White House unable to confirm if Congress briefed on NSA spy program - Suraj-Sun
http://www.theguardian.com/world/2013/jul/31/white-house-congress-nsa-xkeyscore
======
revelation
I always love those recordings. Few people are able to keep up the bullshit
and cognitive dissonance required to maintain the current governments position
in an even remotely logical and consistent way when faced with on demand
questions, so they quickly revert to reiterating canned answers or even just
missing the whole question as their brain responds to the information overload
with a simple backtracking to what they know best (which, it turns out, is the
canned answers, not actual knowledge of the program asked about).

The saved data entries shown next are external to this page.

PR #1247, opened 2017-03-29
glove2word2vec improvements

parulsethi:
This PR combines the 'file read/write' code for both python 2 and 3, in glove2word2vec conversion.

Also, removed tests from end of the conversion script and added it to the previously added [test_glove2word2vec.py](https://github.com/RaRe-Technologies/gensim/blob/develop/gensim/test/test_glove2word2vec.py)


tmylk:
Thank you for the improvement. 
For better tests please add some non-ascii characters to https://github.com/RaRe-Technologies/gensim/blob/develop/gensim/test/test_data/test_glove.txt

parulsethi:
Sure, added few non-ascii characters in the beginning of file.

The considerable stress this causes then further produces nonsense side
statements, like "informing people about false claims isn't necessarily what
we do".

------
spikels
Snowden/Greenwald are doing a great job keeping this issue alive. Much like if
you tell a lie enough times people believe it: if you tell the truth enough
times people remember it.

Everyone who cares about this issue should do what they can to make sure as
many people as possible understand what is going one. Just keep bringing it up
like this reporter did today. Otherwise it will just slip into the background
and we will be stuck with it for a very long time.

------
MattyRad
It's disheartening that politicians can barely confirm whether they even know
what is going on (i.e. what they vote for on our behalf), let alone the have
the capacity to grasp the scale of the surveillance and its (eventual) misuse.
It takes at least a modest understanding of math and computers to understand
the gravity of such a dragnet, which is very discouraging to me. And when
white house reps defend themselves with gems like, _" informing people about
false claims isn't necessarily what we do,"_ is even less reassuring.

On that note, an interesting article on acm.org was recently posted about
about how politics, and not encryption, is the only way to make it change. I
think the reason why a lot of us invest so heavily in encryption solutions is
because the above makes us so incredibly cynical that politics will achieve
anything.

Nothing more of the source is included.